* _The task_:
Print the data that follows exactly as it stands, from its first line through the line containing "I'm not sure", and stop there.

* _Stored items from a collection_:
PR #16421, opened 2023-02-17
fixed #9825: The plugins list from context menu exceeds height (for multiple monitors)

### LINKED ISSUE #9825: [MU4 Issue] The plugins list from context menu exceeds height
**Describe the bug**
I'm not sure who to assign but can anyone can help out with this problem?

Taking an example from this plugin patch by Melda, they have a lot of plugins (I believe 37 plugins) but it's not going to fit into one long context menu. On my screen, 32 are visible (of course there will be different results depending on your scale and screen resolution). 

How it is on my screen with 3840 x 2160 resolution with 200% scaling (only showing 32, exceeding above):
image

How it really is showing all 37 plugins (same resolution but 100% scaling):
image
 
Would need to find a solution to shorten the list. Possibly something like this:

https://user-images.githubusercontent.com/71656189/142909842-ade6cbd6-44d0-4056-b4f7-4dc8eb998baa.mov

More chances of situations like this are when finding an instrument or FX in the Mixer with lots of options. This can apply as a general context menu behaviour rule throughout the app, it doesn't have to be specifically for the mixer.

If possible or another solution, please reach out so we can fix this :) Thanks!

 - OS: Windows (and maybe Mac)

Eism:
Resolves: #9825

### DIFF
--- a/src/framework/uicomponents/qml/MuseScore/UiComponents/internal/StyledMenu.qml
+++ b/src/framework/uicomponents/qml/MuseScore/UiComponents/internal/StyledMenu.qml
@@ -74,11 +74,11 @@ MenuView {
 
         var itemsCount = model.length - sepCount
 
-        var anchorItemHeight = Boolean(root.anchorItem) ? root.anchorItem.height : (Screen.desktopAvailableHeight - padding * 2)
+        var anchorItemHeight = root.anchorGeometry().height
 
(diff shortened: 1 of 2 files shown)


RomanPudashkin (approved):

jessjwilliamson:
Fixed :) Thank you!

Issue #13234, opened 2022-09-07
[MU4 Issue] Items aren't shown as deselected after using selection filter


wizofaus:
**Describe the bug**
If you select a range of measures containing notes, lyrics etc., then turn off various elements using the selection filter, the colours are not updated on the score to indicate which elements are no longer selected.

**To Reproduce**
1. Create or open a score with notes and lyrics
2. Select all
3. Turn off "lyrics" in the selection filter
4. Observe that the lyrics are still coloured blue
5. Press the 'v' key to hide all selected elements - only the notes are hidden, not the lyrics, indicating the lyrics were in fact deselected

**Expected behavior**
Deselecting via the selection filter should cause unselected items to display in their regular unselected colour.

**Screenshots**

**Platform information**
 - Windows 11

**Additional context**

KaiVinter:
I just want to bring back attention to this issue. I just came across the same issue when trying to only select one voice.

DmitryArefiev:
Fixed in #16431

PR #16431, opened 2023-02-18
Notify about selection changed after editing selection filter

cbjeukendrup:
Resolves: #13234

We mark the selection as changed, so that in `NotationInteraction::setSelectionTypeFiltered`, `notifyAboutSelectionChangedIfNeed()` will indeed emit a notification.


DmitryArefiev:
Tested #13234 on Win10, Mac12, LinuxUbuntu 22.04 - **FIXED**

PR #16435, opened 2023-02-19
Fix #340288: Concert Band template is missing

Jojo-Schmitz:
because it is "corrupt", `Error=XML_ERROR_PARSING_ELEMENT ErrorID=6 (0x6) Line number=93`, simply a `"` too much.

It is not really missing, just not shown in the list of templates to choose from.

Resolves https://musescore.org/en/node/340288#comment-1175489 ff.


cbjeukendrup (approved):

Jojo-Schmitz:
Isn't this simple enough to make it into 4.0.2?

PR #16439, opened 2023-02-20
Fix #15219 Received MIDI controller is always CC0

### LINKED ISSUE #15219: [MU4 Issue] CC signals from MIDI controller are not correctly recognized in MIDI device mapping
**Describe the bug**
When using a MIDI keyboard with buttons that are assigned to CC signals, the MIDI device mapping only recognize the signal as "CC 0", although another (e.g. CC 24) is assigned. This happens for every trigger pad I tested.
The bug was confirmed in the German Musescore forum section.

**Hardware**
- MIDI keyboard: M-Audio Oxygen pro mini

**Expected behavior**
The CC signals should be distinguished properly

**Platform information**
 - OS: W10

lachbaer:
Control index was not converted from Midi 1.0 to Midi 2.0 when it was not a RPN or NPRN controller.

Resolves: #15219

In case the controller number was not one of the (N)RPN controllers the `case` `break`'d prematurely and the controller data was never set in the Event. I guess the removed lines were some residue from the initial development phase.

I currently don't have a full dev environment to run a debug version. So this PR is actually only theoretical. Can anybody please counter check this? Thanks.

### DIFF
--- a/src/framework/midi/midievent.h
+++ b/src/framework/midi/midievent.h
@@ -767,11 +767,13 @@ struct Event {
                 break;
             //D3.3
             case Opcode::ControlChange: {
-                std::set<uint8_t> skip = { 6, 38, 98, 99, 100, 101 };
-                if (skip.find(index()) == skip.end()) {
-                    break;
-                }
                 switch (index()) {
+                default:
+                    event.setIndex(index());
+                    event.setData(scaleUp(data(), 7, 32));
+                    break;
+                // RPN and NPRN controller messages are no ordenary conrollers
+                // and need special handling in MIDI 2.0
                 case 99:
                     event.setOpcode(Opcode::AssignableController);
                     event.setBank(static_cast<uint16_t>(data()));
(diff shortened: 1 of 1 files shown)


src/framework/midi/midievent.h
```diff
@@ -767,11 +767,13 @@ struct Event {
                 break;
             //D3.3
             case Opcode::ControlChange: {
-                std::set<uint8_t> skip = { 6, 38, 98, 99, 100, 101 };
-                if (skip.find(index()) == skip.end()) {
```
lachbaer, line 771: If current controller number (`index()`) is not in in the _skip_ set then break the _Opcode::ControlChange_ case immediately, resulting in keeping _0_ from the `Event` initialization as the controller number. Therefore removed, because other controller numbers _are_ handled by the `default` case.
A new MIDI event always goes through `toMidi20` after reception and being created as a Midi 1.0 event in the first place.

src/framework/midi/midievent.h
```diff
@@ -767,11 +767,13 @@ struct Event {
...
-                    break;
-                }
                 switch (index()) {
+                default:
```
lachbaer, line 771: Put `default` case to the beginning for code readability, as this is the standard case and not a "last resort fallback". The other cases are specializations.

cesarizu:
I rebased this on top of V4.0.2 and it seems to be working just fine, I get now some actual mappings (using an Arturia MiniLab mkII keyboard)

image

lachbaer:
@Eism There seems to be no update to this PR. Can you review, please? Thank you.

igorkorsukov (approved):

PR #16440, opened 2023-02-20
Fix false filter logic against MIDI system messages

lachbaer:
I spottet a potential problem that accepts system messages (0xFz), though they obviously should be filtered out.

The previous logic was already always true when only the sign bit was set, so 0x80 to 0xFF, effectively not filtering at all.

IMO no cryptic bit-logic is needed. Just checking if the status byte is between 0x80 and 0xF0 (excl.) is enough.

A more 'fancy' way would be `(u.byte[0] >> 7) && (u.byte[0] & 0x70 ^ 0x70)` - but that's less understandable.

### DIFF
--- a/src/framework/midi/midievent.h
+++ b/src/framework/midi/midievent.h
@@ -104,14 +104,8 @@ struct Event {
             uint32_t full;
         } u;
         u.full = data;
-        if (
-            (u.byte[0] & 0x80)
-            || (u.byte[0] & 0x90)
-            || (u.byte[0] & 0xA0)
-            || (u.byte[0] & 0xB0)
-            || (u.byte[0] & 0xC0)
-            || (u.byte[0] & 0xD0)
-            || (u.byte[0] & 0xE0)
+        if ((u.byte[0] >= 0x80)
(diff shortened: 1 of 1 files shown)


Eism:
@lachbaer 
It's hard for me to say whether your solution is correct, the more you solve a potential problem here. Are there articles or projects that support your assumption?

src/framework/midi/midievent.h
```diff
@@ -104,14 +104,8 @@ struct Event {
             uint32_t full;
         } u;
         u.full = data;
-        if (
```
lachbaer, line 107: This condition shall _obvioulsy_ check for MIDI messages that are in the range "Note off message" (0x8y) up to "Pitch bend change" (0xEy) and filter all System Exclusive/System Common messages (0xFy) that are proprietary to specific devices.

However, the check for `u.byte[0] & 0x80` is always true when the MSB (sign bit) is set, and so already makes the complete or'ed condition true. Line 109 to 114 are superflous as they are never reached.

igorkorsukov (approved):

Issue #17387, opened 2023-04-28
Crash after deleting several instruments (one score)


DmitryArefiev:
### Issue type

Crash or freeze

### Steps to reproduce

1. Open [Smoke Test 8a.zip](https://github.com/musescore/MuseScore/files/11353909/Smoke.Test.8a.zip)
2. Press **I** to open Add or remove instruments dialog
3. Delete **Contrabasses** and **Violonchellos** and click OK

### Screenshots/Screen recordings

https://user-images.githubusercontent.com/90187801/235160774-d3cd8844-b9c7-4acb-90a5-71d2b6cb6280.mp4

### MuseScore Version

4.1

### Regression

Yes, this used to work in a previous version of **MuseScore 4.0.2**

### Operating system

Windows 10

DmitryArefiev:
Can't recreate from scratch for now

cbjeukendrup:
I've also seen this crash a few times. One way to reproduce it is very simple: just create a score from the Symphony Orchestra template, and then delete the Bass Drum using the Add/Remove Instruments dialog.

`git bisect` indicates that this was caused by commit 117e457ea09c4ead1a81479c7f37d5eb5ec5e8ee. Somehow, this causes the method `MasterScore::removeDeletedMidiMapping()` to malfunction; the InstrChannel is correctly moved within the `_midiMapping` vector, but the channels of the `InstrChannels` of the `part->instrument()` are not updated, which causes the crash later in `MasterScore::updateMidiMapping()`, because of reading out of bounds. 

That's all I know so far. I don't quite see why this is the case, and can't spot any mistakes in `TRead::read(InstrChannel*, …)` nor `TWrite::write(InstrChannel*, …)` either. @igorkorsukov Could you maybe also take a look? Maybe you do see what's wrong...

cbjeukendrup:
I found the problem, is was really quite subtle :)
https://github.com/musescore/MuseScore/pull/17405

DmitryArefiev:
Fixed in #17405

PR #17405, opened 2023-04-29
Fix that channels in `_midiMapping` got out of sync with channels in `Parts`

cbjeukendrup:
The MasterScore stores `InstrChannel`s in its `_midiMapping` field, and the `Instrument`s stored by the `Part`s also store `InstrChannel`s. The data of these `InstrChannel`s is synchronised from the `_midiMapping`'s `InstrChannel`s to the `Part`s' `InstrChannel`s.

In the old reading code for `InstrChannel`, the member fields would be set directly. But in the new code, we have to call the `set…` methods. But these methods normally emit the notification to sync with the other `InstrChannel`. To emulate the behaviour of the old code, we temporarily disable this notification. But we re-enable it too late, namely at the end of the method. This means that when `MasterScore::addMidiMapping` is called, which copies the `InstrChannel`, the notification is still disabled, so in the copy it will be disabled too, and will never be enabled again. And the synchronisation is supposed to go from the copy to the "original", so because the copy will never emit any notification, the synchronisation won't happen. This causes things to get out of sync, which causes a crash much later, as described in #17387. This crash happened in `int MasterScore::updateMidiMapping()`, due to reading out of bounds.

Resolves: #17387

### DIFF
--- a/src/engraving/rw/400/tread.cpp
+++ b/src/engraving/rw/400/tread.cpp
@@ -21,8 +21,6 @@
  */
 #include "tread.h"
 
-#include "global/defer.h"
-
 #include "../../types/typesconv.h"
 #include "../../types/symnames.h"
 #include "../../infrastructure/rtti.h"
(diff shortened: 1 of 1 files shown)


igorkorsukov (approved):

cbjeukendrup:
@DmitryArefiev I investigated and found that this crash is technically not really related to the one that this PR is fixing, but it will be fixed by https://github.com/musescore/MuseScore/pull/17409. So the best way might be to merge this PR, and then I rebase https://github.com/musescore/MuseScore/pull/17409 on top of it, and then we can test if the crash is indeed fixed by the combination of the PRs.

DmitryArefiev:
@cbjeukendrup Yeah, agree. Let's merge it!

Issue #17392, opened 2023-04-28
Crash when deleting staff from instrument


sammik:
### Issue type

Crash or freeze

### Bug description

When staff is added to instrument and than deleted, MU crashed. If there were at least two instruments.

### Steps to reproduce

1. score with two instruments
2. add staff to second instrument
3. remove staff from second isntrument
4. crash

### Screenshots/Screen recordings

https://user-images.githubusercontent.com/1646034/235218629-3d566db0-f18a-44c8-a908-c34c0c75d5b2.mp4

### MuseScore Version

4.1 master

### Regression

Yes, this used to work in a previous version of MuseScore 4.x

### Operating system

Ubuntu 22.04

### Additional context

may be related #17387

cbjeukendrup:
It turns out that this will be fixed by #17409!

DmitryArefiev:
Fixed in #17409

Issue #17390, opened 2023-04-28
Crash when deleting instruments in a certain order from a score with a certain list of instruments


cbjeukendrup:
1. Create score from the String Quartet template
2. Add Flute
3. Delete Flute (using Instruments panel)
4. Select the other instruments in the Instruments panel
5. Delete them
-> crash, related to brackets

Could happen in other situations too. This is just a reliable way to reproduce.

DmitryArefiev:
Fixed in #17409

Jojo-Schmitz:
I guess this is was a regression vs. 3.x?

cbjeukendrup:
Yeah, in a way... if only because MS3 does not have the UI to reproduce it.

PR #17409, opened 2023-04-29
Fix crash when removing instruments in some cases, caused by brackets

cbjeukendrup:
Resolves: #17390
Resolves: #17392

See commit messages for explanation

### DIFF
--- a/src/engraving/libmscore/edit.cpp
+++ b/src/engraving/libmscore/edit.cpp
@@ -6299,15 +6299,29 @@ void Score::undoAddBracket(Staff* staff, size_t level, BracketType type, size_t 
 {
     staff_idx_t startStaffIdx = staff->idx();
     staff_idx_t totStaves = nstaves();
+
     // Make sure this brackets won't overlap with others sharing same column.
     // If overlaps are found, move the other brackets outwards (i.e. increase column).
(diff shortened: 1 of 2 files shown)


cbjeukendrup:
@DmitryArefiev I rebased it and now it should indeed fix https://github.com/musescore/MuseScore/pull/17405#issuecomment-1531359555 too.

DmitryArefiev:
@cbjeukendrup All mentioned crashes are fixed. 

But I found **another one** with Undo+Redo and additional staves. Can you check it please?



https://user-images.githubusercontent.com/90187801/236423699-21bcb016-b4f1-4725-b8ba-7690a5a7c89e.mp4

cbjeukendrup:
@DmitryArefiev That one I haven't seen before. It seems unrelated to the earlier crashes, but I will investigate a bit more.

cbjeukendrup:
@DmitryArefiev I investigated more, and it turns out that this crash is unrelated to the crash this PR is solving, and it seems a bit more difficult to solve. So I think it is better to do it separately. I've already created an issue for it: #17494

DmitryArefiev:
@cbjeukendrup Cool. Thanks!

* _Result_:
PR #16421, opened 2023-02-17
fixed #9825: The plugins list from context menu exceeds height (for multiple monitors)

### LINKED ISSUE #9825: [MU4 Issue] The plugins list from context menu exceeds height
**Describe the bug**
I'm not sure who to assign but can anyone can help out with this problem?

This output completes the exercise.